Julie Portier, Le quotidien de l’art n°781 
Digital Haptique 2015


Laura Gozlan a participé au Salon de Montrouge en 2012. Ces dernières années, on a pu être aspiré dans la faille temporelle et goûter au vertige sensoriel que ménagent ses sculptures et ses installations dans plusieurs centres d’art comme Micro-Onde (Vélizy-Villacoublay), La Panacée (Montpellier) ou la Maison Populaire (Montreuil). Son exposition personnelle Indeterminate Chymistry, jusqu’au 30 avril à In Extenso (Clermont-Ferrand), est un portail (de style archéo-futuriste) ouvrant sur les profondeurs palpables de l’image cinématographique.
Depuis qu’elle s’est convertie à la technique du found footage (utilisée par le lettriste Isidore Isou pour son scandaleux Traité de bave et d’éternité (1951)), Laura Gozlan passe des nuits sur YouTube à la recherche de perles de gialli italiens, chefs- d’œuvre de série B, et de films scientifiques (et c’est ainsi qu’elle poursuit la tradition du cinéma expérimental).

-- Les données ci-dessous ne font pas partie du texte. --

PR #1521, opened 2023-08-06
fix invalid discord channel links to instead reference server invite and name of channel

unusualevent:
This edits the docs on faq.md and web-ui.md to remove channel links which were invalid and also not helpful if you aren't invited to the server already.

Instead, they are replaced with the server invite link, and the channel's name.


kradalby (approved):

kradalby:
This makes sense, sorry for missing this, can you rebase it?

Issue #1522, opened 2023-08-09
Bug in user switching during OIDC authentication


vsychov:
## Bug description
Hello,

I found an issue in headscale that seems like a bug to me. 
As a user, I can't change the OIDC account I'm already authorized with. I'm trying to do it this way:
1. login as user1
2. logout, by: `tailscale logout && tailscale down`
3. login as user2: `tailscale up` with the `--login-server` parameter. It redirects me to the OIDC authorization page (`https://my-server.com/oidc/register/nodekey:XXXXXXX`)

Upon successful authorization, I get an error in the web interface:
`could not register machine`, and in the app logs, there's also an error: `ERR go/src/headscale/hscontrol/oidc.go:712 > could not register machine error="machine was previously registered with a different user"`

The error seems to be here, where it's explicitly forbidden:
https://github.com/juanfont/headscale/blob/fb203a2e454a9907d017ed3c61c7002ed3065977/hscontrol/db/machine.go#L381-L386

vsychov:
Same issue is #1310, bug was caused by changes from https://github.com/juanfont/headscale/pull/754

NetworkEngineer509:
Can confirm I am coming across this as well. I was just about to submit a bug report but came across this.

micudaj:
same for me. just had this as well

kolaente:
Any update on this?

hannescl:
This bug "hit" me as well yesterday...

mannp:
I have just got this error after setting up my first user with oidc.

`headscale-start[167399]: 2024-01-22T16:08:55Z ERR github.com/juanfont/headscale/hscontrol/oidc.go:712 > could not register machine error="machine was previously registered with a different user"`

benmehlman:
I'm having a similar problem:

Headscale is installed and working (headscale v0.23.0-alpha5, on debian 12.4).

OIDC is set up using Google Workspace as the provider.
Connect tailscale client for linux, using my headscale server as the login-server.  Copy/paste oidc url, authenticate as a google workspace user.  Let's say "firstuser@mydomain.com".  It authenticates successfully.

Install tailscale client for windows (1.6.2).  Set registry values to point to my headscale server.  Select Login from the tailscale client menu.. it does OIDC auth in the browser.. authenticate using SAME google user as before, it works.

Everything works as configured (nodes can see each other, subnet route works, and configured dns server is used).  

(Amazing.. loving this.. thanks!).

[...]

PR #1492, opened 2023-06-21
Codereorg: Part 5, state 

kradalby:
This PR reworks the state management in headscale, instead of relying on timestamps and frequent checking, and sending the entire world every time, we now send incremental updates based on the change that has happened. 

Closes #1390
Fixes #1461

Issue #1310, opened 2023-04-03
Preauth keys for different users


QZAiXH:
**Bug description**
I have two preauth keys A and B, and a new client. I first use A to join headscale and this client successfully joins user A. After that I use B on the client and the client does not switch to user B, it is still on A. Is this correct?

DaClemens:
Furthermore fast account switching with multiple users on the same headscale instance is currently not working (afaict).

I suspect the same reason under the hood, headscale might be using the machine id/key for a more unique identifier than it should be.

I tested:
- joining via preauth key, subsequent `login` via preauth key for second user -> no user switch, no second account, just a renegotiation of node key
- joining via preauth key, subsequent `login` via OIDC -> oidc fails, in the log i see `could not register machine error="machine was previously registered with a different user"`
- joining via OIDC, subsequent `login` via preauth key -> same as #1. preauth key changes nothing, except for the node key.

pallabpain:
You should be able to fast-switch users seamlessly if you do the following after logging in with preauth key A.
```
tailscale logout
tailscale down

tailscale up --auth-key preauthkey-B ... 
```

DaClemens:
I tried it today on headscale 0.21.0 and it does not work. `tailscale switch --list` only shows a single user.

Carseason:
me to

DaClemens:
i believe it is still relevant however

ItsShadowCone:
Did anyone test this for v0.23.0?

kradalby:
> Furthermore fast account switching with multiple users on the same headscale instance is currently not working (afaict).
> 
> I suspect the same reason under the hood, headscale might be using the machine id/key for a more unique identifier than it should be.

Are you trying to login to the same headscale with the same node twice?

So [node a, login 1] and [node a, login 2] is both in your fast user switching menu and as two nodes in headscale?

Does Tailscale SaaS support this?

ItsShadowCone:
See my response in #1920

I think the whole point in fast user switching @ tailscale SaaS is same node multiple logins.

ItsShadowCone:
Can we confirm that this bug is either still existing or fixed in the latest beta?

stormshield-gt:
I can confirm that the bug is still present is the latest published image 2 months ago: sha256:392237fecf911ff101f56d92dbb2529eb8a1f065bdbdcd73744565c6e0744bad
When login with a new user it creates a new profile in `tailscaled.state` but also set the old one to `null`

[...]

PR #1528, opened 2023-08-15
Enhancement: Enable Account Switching for Non-Ephemeral Devices on Logout

vsychov:
Hello! I find myself saying this in almost every PR or ticket, but I'd like to take a moment to thank you once again for this fantastic product. I truly hope to see it thrive and evolve over time.

This PR addresses a user story and resolves a bug. Fixes: #1522 and #1310.

**User Story:**
As a user, I want the ability to switch between accounts that I'm logged into, either via OIDC or through an auth-key.

**Existing Issues:**
- When logging in via OIDC as User A, then logging out and trying to log in as User B, there's a web interface error stating `could not register machine`.
- If you log in using the auth-key for User A, log out, and then try to authenticate with the auth-key for User B, the authentication seems to work. However, you remain logged in as User A.

These scenarios are works for non-ephemeral devices. Ephemeral devices don't face this problem as they get removed upon logout. While these issues might be addressed in #1492, it got me thinking: Why not always remove devices on logout? What value do they have post-logout?

Hence, I'm suggesting this as either a temporary or permanent fix for the aforementioned issues.

### DIFF
--- a/hscontrol/auth.go
+++ b/hscontrol/auth.go
@@ -551,16 +551,13 @@ func (h *Headscale) handleMachineLogOut(
 		return
 	}
 
-	if machine.IsEphemeral() {
-		err = h.db.HardDeleteMachine(&machine)
-		if err != nil {
-			log.Error().
-				Err(err).
-				Str("machine", machine.Hostname).
-				Msg("Cannot delete ephemeral machine from the database")
-		}
-
-		return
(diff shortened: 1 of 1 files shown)


kradalby:

axxonadmin:
it is relevant as of v0.23.0-alpha1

L’intérêt conjugué de Laura Gozlan pour l’imagerie documentaire datée de la guerre froide, celles de l’époque New Age ou pour les alchimistes du XVIIe siècle comme Robert Boyle, auquel l’installation The Sceptical Chymist (2013) hante un autel crypto-masochiste, n’est pas l’expression d’un goût pour la part ésotérique du kitsch. Ces différentes époques, dont l’assemblage de matériaux et le montage vidéo opèrent chez elle le syncrétisme, ont en commun la division des croyances et la concomitance des pratiques aspirant au progrès scientifique et à l’occultisme, soit deux pôles complémentaires de l’imaginaire ici en fusion. Ainsi s’est-elle penchée sur les expériences communautaires inspirées des sociétés archaïques contemporaines, de la conquête de l’espace et de l’exploration des zones inconnues du cerveau (comme le programme secret de la CIA MK-Ultra visant la manipulation de sujets par injection de substances psychotropes). Le pacte entre le réel et la science-fiction est officialisé par les documents factices de la rencontre entre deux figures tutélaires de l’univers de l’artiste (Translation par les modèles, 2012) : Philip K. Dick et le physicien Stephen Hawking. Prêt à l’emploi pour une fiction dystopique, ce dernier est le personnage central du film Farewell Settler (2013) mixant des plans de cinéma avec des images authentiques du savant paralysé adressant à l’humanité, par l’intermédiaire d’un synthétiseur vocal, l’injonction de quitter la Terre ou d’assister à son extinction.
Ici, l’incision de l’image et sa projection diffractée ne sont pas l’allégorie d’un geste critique envers les utopies qu’elles véhiculent (le postmodernisme est loin derrière). Mais, dans son époque - assistant à l’hyperconsommation d’images vintages numérisées et à une réminiscence des fantasmes animistes -, Laura Gozlan met à l’épreuve le pouvoir des images archaïques dont, férue de théorie du cinéma, elle connaît parfaitement la grammaire. Elles sont le matériau plastique de films sans narration, fictions abstraites, séquences d’ambiances étranges, déjà vécues, mais capables d’un vertige renouvelé.
Comme le suggère le titre de l’installation Remote viewing (2014), les dispositifs de projection de Laura Gozlan semblent créer les conditions pour cette altération de l’état de conscience recherchée via les drogues ou subie sous le joug d’une manipulation neuronale - vecteur d’émancipation ou moyen de contrôle, comme si la rêverie et la paranoïa ne faisaient qu’un -, ou encore cet état hypnotique dans lequel advient l’épiphanie selon les mots du Buñuel à propos du cinématographe. L’entaille dans le film va puiser dans le documentaire et la fiction confondus ces affects contradictoires qui seraient symptomatiques de l’humanité avançant vers son avenir, une promesse doublée d’angoisse comme celle qui retient les astrophysiciens devant leurs écrans dans A Thousand Miles Bellow (2014), tandis que les actrices italiennes font jaillir un érotisme mystérieux. Et cette entaille pénètre la matérialité de l’image projetée, diffractée, reflétée et matérialisée dans l’installation Through the Silver Globe (2015) à In Extenso, offrant une expérience haptique du digital.